▸ DATA IN THIS EXERCISE:
PR #7823, opened 2023-12-12
fix: can't insert mention on pressing 'Enter' key

Rash419:
Change-Id: I2002721dbd92fc44e9b924e67107b627e7176b87

* Target version: master


eszkadev (approved):
looks good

▸ WORK REQUIRED: The data above must be returned in full, exactly as written.

▸ ANSWER TO THE PROBLEM:
PR #7823, opened 2023-12-12
fix: can't insert mention on pressing 'Enter' key

Rash419:
Change-Id: I2002721dbd92fc44e9b924e67107b627e7176b87

* Target version: master


eszkadev (approved):
looks good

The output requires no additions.